PR #668, opened 2025-06-26
add gill support to the cli `init` command

nickfrosty:
added the ability for the codama cli to initialize a gill based codama config file using the `createCodamaConfig` function in gill. see gill docs here: https://gill.site/docs/guides/codama#create-a-codama-config

### DIFF
--- a/packages/cli/src/commands/init.ts
+++ b/packages/cli/src/commands/init.ts
@@ -10,33 +10,40 @@ export function setInitCommand(program: Command): void {
         .argument('[output]', 'Optional path used to output the configuration file')
         .option('-d, --default', 'Bypass prompts and select all defaults options')
         .option('--js', 'Forces the output to be a JavaScript file')
+        .option('--gill', 'Forces the output to be a gill based JavaScript file')
         .action(doInit);
 }
 
 type InitOptions = {
     default?: boolean;
     js?: boolean;
+    gill?: boolean;
 };
+
+type ConfigFileType = "json" | "js" | "gill";
 
 async function doInit(explicitOutput: string | undefined, options: InitOptions) {
     const output = getOutputPath(explicitOutput, options);
-    const useJsFile = options.js || output.endsWith('.js');
+    let configFileType : ConfigFileType = output.endsWith(".json") ? "json" : "js";
+    if (options.gill) configFileType = "gill"
+    else if (options.js) configFileType = "js"
+
     if (await canRead(output)) {
         throw new Error(`Configuration file already exists at "${output}".`);
     }
 
     logBanner();
     const result = await getPromptResult(options);
-    const content = getContentFromPromptResult(result, useJsFile);
+    const content = getContentFromPromptResult(result, configFileType);
     await writeFile(output, content);
     logSuccess(`Configuration file created at "${output}".`);
 }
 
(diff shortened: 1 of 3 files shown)


lorisleiva (changes requested):
Thanks! Just a couple of points. 🙏

packages/cli/src/commands/init.ts
```diff
@@ -130,8 +137,16 @@ function getContentFromPromptResult(result: PromptResult, useJsFile: boolean): s
...
+    if (configFileType == 'json') {
         return JSON.stringify(content, null, 4);
+    } else if (configFileType == 'gill') {
+        return (
+            `import { createCodamaConfig } from "gill";\n\n` +
+            `export default createCodamaConfig({ \n\t` +
+            `idl: "${result.idlPath}", \n\t` +
+            `clientJs: "${result.jsPath}", \n` +
+            `});`
+        );
```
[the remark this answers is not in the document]
nickfrosty: I just updated to include the rust client path. The gill function has been updated and will go live in the next release: https://github.com/solana-foundation/gill/pull/165

packages/cli/src/commands/init.ts
```diff
@@ -130,8 +137,16 @@ function getContentFromPromptResult(result: PromptResult, useJsFile: boolean): s
...
+    if (configFileType == 'json') {
         return JSON.stringify(content, null, 4);
+    } else if (configFileType == 'gill') {
+        return `import { createCodamaConfig } from "gill";\n\n` +
+            `export default createCodamaConfig({ \n\t` +
+            `idl: "${result.idlPath}", \n\t` +
+            `clientJs: "${result.jsPath}", \n` +
+            result.scripts.includes('rust')
+            ? `clientRust: "${result.rustPath}", \n`
+            : `` + `});`;
```
lorisleiva, line 149: Thank you for including the Rust client in there!

There's one more thing to consider. The JS client is also optional. So if the user only wants a Rust renderer, we shouldn't display the `clientJs` option on there. Is this currently supported by Gill?

lorisleiva (changes requested):

packages/cli/src/commands/init.ts
nickfrosty: gill's assumption is that if a user is using the `createCodamaClient` function they want a js client that works with gill (since they have to have it installed). So the `clientJs` argument is required.

lorisleiva: Gotcha, then perhaps we shouldn't allow the user not to select the JS client when using the `--gill` option?

nickfrosty: yeah, I think that's a better approach. They will still need to input the js client data. I think it would be the best experience if users that passed the `--gill` flow see the same "select which client" buttons, but with the js one locked as selected/on with a note saying something to the effect of "you are using gill, so you get a js client"

lorisleiva: Hey @nickfrosty, is this something you'd want to tackle in this PR? Or should we just merge this as-is for now and you can add that safety guard later on for Gill?

lorisleiva (approved):
Thanks!

packages/cli/src/commands/init.ts
lorisleiva: Sounds good! Issue created here: https://github.com/codama-idl/codama/issues/726.

PR #676, opened 2025-07-01
Update renderers-js to be compatible with ESM 

macalinao:
The existing version of renderers-js does not export code compatible with NodeNext module resolution, preventing use of `"type": "module"` with the latest TypeScript targets.

This patch adds this compatibility in addition to fixing several common linter and compile errors.


lorisleiva (changes requested):
Hi there, thanks for this but at the very least this should be an opt-in option on the renderer and not the default behaviour.

When exporting a library for both ESM and CJS (like we do in Solana Kit for instance) it is recommended not to use `"type": "module"` attribute and use CJS by default so type definitions are more portable across both ESM and CJS consumers.

This is why I believe the default behaviour should stay the current one but I'd be happy to merge a PR that uses a renderer option to change that behaviour.

lorisleiva:
Yes, consumers trying to export for both CJS and ESM will now need a build step to ensure this ESM syntax works with CJS exports. Again, fair play if you want to go ESM-only but this should be opt-in.

lorisleiva:
I will close this for now. Feel free to open a new PR that parameterise this change on the JS renderer. 🙏

PR #654, opened 2025-06-17
refactor(renderers-rust): extract solana-cpi, solana-msg and cleanup

sonicfromnewyoke:
### Problem

renderers-rust use bloated `solana-sdk` and `solana-program` crates

### Solution

extract `solana-cpi`, `solana-msg` from `solana-program` as a part of more granular migration, agreed in https://github.com/codama-idl/codama/pull/616

also cu up some loose ends and remove `solana-program` as a dependency

PR #685, opened 2025-07-05
refactor(renderers-vixen-parser): replace `solana-program` with more granular crates

sonicfromnewyoke:
### Problem

`renderers-vixen-parser` use bloated `solana-program` crate

### Solution

replace `solana-program` with `solana-*` crates to make deps more granular, agreed in #616 

cc @fernandodeluret

### DIFF
--- a/.changeset/eleven-radios-obey.md
+++ b/.changeset/eleven-radios-obey.md
@@ -1,0 +1,5 @@
+---
+'@codama/renderers-vixen-parser': minor
+---
+
+use granular solana-\* crates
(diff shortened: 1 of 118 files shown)


sonicfromnewyoke:
> I just had a 1st look at this, it's looking good. My only question is, if we update this in the vixen generator but not on the rust sdk generator will not cause cargo issues?

rust sdk was updated in the previous 4 MRs (#641, #645, #647, #654)

lorisleiva (approved):

lorisleiva:
Thank you! @fernandodeluret are you happy for me to publish a new version now (this will be a minor bump according to the changeset of this PR)?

**WORK ORDER:** Please restate, word for word, the lines of the entries that run from the first line through the one holding "-10,33 +10,40 @@", and add nothing.

**OUTPUT FOR THIS TASK:**
PR #668, opened 2025-06-26
add gill support to the cli `init` command

nickfrosty:
added the ability for the codama cli to initialize a gill based codama config file using the `createCodamaConfig` function in gill. see gill docs here: https://gill.site/docs/guides/codama#create-a-codama-config

### DIFF
--- a/packages/cli/src/commands/init.ts
+++ b/packages/cli/src/commands/init.ts
@@ -10,33 +10,40 @@ export function setInitCommand(program: Command): void {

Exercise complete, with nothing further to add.